___ Supplied records ___

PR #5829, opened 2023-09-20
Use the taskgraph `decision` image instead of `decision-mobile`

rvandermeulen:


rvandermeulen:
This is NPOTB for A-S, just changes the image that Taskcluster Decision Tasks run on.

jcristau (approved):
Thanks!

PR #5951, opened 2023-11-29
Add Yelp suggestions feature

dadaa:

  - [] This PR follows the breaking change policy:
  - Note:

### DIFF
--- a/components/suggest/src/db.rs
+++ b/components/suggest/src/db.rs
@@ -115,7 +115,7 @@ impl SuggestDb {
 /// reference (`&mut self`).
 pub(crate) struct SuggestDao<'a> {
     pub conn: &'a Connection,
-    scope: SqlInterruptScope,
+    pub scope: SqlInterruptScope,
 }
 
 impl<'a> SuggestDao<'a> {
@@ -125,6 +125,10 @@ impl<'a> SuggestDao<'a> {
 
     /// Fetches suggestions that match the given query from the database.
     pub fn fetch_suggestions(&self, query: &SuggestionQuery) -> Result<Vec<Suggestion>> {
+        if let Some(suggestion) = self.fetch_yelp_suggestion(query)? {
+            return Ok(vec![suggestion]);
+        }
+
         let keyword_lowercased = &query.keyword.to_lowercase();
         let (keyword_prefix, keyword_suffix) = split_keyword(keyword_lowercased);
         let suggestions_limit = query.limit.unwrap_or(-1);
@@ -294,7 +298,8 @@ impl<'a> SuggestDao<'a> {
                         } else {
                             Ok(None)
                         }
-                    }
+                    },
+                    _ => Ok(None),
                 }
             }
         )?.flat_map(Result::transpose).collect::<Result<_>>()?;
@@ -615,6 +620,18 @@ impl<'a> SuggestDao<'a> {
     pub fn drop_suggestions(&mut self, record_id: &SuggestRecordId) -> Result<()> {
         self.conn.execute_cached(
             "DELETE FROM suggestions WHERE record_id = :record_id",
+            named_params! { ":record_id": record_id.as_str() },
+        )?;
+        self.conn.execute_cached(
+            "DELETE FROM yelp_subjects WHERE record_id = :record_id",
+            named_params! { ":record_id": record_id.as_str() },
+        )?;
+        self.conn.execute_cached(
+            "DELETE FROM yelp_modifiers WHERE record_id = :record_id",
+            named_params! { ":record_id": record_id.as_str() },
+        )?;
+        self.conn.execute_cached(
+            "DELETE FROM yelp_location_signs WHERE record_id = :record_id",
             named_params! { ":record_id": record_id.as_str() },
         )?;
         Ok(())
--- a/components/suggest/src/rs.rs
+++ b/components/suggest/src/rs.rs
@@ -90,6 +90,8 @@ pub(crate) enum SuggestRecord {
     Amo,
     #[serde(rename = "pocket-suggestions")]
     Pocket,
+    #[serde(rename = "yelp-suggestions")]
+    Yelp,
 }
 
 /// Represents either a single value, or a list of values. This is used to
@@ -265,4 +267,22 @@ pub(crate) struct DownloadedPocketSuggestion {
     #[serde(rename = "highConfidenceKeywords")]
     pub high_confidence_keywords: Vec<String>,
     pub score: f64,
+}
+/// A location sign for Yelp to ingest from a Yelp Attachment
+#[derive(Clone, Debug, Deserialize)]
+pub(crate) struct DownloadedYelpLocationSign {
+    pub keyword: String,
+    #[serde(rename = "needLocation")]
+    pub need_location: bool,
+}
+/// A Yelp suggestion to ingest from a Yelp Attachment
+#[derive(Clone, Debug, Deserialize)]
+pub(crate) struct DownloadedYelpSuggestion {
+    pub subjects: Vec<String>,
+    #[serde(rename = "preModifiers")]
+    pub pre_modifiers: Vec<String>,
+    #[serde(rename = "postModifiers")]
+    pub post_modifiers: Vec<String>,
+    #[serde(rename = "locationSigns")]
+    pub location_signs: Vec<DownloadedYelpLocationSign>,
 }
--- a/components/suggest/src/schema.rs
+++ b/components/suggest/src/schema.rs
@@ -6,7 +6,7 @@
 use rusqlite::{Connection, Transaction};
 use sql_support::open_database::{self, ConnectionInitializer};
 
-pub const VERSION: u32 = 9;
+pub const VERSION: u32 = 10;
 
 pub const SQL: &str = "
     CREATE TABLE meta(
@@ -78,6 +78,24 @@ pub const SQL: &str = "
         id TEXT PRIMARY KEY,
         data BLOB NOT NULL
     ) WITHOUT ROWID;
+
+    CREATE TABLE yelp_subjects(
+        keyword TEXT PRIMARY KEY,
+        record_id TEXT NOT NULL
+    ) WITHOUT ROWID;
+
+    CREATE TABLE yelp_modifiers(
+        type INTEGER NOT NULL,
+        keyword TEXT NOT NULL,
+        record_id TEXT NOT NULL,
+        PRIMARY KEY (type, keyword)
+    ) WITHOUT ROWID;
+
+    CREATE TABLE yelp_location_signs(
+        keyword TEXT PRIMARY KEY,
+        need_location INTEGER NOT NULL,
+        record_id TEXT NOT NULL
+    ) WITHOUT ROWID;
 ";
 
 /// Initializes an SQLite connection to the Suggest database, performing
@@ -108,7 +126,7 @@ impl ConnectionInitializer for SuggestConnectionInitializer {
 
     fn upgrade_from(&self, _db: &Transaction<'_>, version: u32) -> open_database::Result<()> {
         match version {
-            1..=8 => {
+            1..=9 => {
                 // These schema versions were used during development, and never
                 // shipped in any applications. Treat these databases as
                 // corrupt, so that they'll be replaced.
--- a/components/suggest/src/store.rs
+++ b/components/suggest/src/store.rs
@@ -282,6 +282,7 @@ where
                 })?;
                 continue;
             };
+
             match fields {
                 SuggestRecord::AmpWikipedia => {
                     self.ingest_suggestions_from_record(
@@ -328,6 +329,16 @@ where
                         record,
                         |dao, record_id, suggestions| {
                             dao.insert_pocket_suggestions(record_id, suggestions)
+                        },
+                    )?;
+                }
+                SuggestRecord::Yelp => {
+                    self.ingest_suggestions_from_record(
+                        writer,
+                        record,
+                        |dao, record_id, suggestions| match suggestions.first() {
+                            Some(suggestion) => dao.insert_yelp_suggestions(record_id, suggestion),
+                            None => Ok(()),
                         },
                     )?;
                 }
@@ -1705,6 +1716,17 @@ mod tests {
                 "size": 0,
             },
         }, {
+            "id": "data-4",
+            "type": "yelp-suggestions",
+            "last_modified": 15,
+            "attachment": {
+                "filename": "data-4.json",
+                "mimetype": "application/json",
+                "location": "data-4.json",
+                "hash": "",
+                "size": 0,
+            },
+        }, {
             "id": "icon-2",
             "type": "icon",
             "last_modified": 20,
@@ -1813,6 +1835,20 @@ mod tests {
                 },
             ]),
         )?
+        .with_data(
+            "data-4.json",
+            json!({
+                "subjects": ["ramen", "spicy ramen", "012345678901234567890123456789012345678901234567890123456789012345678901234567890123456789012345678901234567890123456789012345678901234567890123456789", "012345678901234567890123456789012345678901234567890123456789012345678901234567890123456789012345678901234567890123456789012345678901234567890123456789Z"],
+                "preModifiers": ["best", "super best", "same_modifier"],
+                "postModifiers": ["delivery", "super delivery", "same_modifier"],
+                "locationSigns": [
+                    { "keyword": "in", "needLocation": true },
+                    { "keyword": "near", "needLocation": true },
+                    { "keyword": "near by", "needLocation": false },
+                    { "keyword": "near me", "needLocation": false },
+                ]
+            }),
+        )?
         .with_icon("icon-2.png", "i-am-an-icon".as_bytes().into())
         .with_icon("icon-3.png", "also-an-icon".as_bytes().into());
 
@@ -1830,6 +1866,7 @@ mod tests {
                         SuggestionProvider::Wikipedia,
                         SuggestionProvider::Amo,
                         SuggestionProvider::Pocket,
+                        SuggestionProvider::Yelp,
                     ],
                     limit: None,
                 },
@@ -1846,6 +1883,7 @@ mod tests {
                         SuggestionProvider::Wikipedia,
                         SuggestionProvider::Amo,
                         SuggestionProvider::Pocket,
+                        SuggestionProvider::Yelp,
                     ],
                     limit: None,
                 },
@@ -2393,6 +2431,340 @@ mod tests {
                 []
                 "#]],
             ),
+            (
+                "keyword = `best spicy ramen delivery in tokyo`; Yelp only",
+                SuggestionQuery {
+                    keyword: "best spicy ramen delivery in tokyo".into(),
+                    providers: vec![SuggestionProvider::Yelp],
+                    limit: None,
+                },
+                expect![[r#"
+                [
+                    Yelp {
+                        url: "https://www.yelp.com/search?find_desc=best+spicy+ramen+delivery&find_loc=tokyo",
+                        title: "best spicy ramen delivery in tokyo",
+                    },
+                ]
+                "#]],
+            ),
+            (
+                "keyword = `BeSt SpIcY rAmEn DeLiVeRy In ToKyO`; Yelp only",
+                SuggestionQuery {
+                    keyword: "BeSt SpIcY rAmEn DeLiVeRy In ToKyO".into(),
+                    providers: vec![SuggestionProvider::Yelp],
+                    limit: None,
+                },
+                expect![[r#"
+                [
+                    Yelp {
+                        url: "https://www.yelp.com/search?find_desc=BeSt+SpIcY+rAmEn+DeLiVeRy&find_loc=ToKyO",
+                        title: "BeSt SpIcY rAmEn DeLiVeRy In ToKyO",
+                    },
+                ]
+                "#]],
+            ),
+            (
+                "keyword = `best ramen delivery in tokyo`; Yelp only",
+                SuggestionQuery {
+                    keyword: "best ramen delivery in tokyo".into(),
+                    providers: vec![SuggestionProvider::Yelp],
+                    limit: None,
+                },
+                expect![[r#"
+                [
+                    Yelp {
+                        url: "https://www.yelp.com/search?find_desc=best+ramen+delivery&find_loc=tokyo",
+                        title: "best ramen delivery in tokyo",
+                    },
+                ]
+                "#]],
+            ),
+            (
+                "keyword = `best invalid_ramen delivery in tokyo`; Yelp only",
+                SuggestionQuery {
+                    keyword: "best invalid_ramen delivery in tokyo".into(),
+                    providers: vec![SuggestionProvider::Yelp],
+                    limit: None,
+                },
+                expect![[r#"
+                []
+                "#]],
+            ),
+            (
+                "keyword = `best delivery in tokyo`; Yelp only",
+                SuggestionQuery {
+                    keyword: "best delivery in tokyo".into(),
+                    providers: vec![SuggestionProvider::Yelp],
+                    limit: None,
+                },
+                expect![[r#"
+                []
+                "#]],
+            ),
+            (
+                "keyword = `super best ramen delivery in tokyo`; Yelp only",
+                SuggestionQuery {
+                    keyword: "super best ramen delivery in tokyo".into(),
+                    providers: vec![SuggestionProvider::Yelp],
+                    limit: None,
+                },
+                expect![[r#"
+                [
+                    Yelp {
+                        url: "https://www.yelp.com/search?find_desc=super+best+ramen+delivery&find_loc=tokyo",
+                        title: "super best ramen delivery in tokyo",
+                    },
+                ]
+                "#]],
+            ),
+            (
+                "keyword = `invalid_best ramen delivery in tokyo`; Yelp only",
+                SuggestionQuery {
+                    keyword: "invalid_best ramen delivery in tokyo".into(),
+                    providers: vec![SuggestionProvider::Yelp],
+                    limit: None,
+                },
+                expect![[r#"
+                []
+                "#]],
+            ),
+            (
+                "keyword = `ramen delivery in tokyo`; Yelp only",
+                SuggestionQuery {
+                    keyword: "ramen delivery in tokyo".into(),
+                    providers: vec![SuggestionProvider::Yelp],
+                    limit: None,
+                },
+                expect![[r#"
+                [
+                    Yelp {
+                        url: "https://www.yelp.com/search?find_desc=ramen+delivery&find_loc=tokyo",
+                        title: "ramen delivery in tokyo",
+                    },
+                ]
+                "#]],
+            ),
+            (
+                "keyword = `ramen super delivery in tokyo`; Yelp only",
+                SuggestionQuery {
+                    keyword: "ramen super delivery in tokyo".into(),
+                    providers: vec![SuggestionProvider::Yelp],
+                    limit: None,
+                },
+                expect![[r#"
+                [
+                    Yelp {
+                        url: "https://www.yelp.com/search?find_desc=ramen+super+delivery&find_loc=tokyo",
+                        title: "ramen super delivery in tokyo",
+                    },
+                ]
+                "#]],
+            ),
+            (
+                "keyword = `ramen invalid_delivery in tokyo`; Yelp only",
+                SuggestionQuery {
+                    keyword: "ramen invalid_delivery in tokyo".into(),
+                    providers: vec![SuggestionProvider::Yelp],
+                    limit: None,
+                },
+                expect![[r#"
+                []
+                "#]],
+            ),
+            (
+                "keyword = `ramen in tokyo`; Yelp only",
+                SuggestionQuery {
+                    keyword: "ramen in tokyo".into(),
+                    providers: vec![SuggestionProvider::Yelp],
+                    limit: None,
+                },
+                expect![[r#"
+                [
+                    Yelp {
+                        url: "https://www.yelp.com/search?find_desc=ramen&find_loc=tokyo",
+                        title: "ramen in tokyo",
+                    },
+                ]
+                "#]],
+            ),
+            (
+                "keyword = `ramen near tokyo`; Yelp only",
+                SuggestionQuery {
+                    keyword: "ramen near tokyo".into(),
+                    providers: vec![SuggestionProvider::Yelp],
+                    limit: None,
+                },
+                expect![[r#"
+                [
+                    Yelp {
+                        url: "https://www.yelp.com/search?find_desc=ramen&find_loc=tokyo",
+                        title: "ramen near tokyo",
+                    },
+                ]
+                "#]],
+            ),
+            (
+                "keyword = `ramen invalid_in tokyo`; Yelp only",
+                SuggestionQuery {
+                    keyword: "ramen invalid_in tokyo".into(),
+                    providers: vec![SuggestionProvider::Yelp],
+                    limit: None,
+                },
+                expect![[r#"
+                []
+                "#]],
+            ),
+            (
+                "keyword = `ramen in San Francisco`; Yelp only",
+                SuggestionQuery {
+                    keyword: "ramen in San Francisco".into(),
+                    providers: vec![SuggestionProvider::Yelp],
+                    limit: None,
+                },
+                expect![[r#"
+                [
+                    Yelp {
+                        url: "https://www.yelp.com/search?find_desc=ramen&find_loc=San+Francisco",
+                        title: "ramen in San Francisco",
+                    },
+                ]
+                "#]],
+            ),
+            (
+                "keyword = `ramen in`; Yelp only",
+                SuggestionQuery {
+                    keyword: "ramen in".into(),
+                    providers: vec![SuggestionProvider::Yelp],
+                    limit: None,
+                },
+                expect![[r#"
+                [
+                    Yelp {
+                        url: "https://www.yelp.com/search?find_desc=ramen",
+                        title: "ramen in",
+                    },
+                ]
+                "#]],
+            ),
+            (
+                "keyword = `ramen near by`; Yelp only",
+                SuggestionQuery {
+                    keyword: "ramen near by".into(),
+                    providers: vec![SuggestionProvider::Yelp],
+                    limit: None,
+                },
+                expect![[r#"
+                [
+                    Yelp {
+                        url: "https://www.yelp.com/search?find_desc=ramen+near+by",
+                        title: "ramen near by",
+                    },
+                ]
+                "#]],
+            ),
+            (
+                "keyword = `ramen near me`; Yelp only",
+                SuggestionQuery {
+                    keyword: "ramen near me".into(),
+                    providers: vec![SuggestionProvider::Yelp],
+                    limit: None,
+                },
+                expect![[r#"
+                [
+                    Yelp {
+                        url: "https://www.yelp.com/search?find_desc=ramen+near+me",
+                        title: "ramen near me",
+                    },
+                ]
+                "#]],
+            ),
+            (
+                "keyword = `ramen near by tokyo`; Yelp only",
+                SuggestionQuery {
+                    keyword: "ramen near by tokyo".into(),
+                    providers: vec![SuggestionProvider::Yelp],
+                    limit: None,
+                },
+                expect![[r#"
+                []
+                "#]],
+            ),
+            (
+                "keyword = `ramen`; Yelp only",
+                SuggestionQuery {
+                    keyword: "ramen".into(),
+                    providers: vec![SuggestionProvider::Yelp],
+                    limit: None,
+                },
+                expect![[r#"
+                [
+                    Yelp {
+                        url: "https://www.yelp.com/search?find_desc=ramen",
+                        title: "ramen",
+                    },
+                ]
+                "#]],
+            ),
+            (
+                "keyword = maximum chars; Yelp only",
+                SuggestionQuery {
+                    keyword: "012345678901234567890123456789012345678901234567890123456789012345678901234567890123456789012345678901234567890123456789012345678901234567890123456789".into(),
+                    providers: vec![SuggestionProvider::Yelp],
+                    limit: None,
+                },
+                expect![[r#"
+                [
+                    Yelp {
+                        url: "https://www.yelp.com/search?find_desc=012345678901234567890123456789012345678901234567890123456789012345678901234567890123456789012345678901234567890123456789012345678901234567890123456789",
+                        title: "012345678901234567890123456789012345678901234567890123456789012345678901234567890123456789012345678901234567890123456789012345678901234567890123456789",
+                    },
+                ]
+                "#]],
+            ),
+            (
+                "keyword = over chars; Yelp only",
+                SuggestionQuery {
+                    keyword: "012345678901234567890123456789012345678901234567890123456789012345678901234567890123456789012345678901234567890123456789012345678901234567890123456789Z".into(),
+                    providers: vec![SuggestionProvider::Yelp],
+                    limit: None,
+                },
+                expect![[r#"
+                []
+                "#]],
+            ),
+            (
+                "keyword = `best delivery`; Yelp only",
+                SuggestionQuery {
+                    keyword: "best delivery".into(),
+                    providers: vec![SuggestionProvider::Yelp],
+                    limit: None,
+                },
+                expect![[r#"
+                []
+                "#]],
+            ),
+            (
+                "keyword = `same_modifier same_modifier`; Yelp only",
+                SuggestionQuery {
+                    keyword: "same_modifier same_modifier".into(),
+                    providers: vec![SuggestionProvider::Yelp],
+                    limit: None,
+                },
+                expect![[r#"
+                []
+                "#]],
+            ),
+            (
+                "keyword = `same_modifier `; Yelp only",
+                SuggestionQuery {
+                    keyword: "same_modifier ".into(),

___

> **Exercise directions**:
Retype, exactly and in full, the lines above from the one containing "FROM suggestions WHERE" through the one containing "FROM yelp_subjects WHERE".

> **Solution to this task**:
             "DELETE FROM suggestions WHERE record_id = :record_id",
+            named_params! { ":record_id": record_id.as_str() },
+        )?;
+        self.conn.execute_cached(
+            "DELETE FROM yelp_subjects WHERE record_id = :record_id",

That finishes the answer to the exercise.